** Collected data entries **
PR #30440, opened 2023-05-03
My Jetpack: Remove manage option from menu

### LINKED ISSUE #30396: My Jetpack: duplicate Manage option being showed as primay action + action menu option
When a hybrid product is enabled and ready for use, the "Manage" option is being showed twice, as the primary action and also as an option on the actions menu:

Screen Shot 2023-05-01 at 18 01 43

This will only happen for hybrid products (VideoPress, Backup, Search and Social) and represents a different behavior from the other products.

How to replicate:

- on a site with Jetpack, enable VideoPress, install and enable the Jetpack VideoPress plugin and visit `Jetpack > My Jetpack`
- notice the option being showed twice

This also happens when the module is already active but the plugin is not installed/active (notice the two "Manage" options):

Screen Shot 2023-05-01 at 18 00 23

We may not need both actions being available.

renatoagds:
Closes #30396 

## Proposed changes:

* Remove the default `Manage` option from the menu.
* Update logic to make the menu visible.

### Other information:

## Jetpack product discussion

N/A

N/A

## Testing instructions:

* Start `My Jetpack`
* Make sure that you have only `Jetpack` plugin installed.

* * *

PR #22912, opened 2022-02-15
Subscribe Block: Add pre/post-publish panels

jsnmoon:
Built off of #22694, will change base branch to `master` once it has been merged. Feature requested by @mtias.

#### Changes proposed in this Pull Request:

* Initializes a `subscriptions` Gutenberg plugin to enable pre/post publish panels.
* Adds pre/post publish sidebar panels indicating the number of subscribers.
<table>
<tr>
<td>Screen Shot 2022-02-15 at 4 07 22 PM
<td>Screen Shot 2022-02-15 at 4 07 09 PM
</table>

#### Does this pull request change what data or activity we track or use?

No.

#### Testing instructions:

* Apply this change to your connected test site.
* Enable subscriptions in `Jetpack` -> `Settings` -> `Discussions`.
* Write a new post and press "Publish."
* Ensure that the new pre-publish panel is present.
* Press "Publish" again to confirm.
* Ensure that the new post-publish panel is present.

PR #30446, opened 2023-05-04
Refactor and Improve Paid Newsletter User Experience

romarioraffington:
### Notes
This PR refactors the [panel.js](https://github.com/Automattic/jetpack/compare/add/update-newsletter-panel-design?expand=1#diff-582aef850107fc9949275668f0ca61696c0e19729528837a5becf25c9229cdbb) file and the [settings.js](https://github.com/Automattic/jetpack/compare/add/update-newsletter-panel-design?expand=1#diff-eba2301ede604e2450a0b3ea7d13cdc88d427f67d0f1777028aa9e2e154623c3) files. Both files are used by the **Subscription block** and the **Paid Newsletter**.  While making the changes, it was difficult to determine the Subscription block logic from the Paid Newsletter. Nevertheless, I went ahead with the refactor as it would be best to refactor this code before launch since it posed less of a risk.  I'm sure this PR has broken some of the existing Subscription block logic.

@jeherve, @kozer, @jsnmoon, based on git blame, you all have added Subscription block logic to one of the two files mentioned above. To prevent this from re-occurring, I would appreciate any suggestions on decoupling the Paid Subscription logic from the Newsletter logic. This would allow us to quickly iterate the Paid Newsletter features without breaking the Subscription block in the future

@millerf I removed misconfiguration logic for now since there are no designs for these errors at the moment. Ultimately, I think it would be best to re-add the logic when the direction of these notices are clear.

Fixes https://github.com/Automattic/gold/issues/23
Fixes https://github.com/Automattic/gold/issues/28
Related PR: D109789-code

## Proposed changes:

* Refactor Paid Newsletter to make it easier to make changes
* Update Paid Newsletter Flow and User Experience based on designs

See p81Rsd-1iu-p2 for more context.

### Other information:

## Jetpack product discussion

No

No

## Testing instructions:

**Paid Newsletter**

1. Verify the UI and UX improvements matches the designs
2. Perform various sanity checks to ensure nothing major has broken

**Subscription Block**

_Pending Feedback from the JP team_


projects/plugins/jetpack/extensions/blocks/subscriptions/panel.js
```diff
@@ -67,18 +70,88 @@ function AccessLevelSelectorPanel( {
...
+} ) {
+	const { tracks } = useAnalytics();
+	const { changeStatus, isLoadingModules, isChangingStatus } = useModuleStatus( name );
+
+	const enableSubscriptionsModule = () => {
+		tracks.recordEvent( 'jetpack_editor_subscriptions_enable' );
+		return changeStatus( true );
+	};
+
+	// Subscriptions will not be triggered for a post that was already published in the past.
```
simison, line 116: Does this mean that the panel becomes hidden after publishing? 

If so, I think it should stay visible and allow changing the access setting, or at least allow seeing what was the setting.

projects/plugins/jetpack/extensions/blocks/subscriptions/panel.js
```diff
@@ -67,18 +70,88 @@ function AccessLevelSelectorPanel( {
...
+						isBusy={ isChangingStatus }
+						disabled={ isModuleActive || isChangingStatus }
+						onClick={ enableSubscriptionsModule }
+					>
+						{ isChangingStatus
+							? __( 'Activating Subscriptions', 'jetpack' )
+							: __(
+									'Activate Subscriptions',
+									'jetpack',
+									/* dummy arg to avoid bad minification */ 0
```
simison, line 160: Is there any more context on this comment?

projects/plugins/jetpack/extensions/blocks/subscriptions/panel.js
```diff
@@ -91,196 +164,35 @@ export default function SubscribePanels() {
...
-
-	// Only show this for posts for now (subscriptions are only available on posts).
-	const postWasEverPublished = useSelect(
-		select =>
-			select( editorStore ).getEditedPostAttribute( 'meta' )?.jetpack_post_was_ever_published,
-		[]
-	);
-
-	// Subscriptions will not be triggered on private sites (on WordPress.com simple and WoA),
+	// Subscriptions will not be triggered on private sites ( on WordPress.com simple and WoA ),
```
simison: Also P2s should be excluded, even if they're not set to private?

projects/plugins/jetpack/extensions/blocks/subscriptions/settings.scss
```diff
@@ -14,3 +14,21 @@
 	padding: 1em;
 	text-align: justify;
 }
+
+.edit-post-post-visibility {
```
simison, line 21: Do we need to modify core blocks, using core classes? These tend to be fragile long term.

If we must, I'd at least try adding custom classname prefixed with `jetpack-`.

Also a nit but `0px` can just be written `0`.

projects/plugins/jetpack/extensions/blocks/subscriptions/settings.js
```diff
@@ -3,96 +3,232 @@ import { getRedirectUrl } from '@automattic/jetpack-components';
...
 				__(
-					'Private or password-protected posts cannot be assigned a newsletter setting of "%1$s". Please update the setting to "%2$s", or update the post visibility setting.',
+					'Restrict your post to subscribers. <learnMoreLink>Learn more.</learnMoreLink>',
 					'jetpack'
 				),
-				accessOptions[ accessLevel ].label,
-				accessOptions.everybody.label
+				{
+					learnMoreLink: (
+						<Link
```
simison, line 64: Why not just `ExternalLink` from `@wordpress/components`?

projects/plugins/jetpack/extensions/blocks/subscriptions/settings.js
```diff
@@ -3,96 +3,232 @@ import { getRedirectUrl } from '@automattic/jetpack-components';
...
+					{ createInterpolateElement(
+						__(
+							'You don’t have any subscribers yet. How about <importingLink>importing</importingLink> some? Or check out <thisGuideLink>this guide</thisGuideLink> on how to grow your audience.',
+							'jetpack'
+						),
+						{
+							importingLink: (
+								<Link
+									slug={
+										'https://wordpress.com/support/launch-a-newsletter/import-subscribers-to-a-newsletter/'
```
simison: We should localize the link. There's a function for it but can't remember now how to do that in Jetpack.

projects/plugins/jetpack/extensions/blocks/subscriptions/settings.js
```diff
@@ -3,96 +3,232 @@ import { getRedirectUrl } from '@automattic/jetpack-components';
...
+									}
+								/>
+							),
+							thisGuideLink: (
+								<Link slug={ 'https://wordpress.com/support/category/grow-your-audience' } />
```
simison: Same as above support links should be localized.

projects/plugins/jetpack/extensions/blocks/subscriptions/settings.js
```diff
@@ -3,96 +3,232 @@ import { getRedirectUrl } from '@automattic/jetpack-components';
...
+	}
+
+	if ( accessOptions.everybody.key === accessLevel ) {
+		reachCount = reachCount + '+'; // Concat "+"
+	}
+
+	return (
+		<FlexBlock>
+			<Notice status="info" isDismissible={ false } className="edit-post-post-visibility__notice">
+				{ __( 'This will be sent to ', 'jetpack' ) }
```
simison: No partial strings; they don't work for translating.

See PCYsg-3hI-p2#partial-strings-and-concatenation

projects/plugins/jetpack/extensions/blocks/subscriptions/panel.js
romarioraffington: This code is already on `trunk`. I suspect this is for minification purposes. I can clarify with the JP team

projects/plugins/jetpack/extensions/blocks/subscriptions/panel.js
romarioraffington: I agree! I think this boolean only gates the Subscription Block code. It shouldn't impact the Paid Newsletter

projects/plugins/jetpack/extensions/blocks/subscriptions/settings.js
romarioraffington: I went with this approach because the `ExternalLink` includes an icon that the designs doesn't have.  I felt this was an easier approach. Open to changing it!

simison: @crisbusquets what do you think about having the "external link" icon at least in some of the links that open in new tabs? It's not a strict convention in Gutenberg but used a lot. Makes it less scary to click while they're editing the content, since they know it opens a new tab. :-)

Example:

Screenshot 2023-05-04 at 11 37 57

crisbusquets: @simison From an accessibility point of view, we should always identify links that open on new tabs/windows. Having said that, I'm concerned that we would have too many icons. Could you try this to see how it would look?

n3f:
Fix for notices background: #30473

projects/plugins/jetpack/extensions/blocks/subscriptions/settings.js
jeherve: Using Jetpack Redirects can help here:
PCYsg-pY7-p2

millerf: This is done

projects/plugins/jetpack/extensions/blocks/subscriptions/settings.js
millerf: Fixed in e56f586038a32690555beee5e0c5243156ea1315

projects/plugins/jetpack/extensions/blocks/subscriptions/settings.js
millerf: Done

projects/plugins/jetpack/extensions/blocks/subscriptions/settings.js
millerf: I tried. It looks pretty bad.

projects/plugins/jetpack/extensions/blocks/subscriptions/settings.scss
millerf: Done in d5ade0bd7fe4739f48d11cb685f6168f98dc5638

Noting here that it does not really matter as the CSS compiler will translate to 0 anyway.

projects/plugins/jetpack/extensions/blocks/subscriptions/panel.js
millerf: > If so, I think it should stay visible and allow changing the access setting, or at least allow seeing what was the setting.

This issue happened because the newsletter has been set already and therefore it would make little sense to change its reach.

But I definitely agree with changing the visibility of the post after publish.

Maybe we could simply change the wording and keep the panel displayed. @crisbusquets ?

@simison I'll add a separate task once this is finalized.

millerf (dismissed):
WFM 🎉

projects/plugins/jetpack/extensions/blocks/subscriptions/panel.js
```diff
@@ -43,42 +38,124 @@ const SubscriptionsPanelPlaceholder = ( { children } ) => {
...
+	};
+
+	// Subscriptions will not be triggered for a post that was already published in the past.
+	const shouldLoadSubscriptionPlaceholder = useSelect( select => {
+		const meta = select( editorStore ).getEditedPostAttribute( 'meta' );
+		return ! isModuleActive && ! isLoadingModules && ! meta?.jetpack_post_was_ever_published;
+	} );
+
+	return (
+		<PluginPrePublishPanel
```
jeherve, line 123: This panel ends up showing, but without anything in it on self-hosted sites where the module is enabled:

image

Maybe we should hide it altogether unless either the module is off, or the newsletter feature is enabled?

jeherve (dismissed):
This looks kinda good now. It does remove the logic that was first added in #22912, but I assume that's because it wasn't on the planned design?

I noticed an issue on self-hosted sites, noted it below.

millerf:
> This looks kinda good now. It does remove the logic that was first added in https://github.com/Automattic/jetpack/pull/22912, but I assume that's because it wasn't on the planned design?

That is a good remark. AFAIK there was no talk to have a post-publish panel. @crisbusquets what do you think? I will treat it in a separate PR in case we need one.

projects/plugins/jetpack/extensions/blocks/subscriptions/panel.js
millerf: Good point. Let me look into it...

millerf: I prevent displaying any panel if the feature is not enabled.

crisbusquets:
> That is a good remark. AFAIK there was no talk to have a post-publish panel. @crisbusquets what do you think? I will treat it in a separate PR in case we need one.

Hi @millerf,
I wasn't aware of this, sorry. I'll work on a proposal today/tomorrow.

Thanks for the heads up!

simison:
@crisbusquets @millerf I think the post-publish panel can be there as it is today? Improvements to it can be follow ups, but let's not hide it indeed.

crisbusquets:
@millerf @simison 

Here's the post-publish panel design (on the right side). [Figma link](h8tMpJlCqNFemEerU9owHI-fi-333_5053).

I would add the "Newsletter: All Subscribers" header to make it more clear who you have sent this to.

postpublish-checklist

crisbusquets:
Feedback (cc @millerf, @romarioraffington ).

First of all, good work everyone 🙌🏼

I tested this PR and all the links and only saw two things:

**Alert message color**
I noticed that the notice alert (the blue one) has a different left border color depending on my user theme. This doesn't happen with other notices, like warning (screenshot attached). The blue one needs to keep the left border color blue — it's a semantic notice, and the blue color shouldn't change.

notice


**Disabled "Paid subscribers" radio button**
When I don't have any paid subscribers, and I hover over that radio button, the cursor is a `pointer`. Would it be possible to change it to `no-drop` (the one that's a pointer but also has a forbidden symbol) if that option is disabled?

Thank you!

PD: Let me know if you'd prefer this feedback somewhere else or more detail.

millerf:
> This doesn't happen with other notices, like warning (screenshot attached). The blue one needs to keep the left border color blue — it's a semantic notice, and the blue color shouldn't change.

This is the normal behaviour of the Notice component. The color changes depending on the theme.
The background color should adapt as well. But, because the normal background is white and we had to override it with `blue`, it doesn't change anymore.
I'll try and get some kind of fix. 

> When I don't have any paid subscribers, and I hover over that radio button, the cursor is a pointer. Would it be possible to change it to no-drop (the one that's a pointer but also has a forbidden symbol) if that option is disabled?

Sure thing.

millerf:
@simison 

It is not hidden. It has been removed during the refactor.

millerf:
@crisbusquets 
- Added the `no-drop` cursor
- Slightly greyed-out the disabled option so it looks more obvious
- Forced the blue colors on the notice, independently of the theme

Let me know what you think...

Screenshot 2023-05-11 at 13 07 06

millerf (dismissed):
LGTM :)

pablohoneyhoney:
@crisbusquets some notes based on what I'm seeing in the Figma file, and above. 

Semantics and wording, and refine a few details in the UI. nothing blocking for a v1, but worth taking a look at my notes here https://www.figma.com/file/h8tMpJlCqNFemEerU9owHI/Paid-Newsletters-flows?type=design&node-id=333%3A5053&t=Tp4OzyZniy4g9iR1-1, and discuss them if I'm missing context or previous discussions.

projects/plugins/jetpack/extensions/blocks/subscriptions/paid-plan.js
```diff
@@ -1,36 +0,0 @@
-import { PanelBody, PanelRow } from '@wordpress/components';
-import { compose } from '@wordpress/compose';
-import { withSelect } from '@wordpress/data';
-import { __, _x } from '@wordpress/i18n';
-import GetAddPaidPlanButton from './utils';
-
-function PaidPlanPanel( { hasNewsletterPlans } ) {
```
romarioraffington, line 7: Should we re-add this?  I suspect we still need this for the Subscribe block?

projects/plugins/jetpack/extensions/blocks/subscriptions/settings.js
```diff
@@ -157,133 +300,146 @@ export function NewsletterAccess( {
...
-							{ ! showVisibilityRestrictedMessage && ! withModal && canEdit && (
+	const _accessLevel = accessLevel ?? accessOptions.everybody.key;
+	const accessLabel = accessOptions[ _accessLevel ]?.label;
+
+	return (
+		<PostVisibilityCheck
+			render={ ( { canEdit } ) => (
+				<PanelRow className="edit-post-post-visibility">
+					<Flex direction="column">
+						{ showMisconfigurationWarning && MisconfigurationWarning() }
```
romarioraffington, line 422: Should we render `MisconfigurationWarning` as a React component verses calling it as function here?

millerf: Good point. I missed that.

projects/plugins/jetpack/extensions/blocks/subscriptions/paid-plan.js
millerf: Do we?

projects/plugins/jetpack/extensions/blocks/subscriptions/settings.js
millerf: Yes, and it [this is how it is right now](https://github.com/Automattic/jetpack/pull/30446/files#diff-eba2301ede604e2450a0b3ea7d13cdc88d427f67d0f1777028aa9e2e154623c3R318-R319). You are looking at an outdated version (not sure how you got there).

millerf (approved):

** What is being asked **
Say how many lines in the records contain the string "background". No other text is needed.

** Completed exercise **
2